-- INFORMATION follows --

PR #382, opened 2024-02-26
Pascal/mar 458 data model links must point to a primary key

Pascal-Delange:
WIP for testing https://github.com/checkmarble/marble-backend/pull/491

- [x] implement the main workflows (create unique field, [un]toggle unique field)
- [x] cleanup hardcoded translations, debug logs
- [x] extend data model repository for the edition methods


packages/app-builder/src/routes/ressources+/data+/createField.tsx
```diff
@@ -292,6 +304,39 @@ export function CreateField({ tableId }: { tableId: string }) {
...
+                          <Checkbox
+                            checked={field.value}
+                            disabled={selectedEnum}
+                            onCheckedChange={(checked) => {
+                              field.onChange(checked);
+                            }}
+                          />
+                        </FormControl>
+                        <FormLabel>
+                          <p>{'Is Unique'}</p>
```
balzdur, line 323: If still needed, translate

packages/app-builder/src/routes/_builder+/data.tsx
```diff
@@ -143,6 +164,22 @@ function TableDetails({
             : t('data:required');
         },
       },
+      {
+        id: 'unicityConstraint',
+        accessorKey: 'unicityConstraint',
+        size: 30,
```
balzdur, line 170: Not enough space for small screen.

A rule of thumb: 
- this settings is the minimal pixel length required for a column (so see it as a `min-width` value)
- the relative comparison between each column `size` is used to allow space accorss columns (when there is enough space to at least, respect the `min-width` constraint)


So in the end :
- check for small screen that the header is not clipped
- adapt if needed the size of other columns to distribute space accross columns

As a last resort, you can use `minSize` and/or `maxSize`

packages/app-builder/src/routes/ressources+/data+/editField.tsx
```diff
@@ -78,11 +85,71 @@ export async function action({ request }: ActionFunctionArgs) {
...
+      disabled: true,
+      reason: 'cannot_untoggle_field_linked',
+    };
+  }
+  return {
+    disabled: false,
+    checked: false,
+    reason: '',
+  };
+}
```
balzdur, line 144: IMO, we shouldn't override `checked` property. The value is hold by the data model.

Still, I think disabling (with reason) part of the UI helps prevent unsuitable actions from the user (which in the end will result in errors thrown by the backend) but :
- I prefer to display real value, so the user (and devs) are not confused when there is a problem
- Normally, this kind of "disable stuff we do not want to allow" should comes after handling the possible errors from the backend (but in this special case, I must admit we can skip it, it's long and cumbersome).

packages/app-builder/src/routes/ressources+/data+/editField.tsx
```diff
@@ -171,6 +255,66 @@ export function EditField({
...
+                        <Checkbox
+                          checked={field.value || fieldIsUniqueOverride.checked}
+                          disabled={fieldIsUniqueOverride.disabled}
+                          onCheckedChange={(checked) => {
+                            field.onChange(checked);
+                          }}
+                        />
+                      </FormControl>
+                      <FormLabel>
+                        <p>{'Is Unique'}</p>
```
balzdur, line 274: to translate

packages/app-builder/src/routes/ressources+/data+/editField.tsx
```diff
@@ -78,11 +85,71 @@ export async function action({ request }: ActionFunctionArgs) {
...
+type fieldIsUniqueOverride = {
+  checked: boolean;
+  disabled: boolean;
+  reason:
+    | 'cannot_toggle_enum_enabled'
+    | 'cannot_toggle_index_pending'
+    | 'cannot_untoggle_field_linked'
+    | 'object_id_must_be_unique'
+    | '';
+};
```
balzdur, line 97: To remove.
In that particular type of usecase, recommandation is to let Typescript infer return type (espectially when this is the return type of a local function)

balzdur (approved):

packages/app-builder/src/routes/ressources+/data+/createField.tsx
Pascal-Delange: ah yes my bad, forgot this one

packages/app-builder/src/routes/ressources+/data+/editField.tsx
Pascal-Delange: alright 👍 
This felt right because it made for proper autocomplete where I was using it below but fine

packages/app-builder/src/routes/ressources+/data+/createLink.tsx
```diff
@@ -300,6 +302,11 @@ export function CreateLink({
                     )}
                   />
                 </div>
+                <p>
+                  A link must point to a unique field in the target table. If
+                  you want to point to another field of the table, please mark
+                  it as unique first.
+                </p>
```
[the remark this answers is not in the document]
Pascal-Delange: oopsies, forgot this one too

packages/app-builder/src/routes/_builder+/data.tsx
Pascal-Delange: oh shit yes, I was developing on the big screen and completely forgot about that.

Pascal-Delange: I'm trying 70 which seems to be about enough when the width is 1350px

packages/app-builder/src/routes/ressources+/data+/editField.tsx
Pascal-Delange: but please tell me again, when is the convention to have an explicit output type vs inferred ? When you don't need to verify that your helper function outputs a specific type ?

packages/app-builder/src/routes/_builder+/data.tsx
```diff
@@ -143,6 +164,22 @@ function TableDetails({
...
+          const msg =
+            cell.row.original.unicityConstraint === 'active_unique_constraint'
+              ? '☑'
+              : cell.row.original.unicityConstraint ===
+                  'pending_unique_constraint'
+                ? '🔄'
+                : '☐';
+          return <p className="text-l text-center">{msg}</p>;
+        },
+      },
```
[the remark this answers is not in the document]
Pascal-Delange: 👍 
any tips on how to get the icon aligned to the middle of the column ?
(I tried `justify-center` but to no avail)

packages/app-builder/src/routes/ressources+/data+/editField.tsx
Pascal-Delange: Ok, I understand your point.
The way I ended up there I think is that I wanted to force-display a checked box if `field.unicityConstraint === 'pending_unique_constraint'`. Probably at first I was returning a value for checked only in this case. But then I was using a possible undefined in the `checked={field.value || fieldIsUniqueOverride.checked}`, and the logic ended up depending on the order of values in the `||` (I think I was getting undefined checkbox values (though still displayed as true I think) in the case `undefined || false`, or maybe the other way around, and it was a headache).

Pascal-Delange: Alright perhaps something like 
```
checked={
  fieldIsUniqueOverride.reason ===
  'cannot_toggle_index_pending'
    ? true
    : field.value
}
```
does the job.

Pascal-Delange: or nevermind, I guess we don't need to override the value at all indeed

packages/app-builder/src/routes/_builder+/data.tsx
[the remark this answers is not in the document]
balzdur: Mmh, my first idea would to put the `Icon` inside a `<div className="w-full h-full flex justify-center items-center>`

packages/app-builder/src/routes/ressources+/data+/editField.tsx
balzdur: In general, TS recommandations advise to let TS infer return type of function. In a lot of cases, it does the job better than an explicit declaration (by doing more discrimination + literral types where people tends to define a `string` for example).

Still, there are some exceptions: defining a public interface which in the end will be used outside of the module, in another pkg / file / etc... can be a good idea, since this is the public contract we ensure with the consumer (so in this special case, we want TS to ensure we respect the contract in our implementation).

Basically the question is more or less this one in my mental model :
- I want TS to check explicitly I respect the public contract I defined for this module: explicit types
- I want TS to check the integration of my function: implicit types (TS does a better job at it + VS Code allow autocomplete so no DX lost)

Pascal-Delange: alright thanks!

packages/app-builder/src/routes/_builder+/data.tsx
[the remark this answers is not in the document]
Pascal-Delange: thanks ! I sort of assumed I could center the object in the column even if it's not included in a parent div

-- INFORMATION concluded --

*WHAT YOU WILL DO*.
For each line in the data that contains the string "disabled", give a copy of that line.

*ANSWER SPACE*.
+                            disabled={selectedEnum}
+      disabled: true,
+    disabled: false,
+                          disabled={fieldIsUniqueOverride.disabled}
+  disabled: boolean;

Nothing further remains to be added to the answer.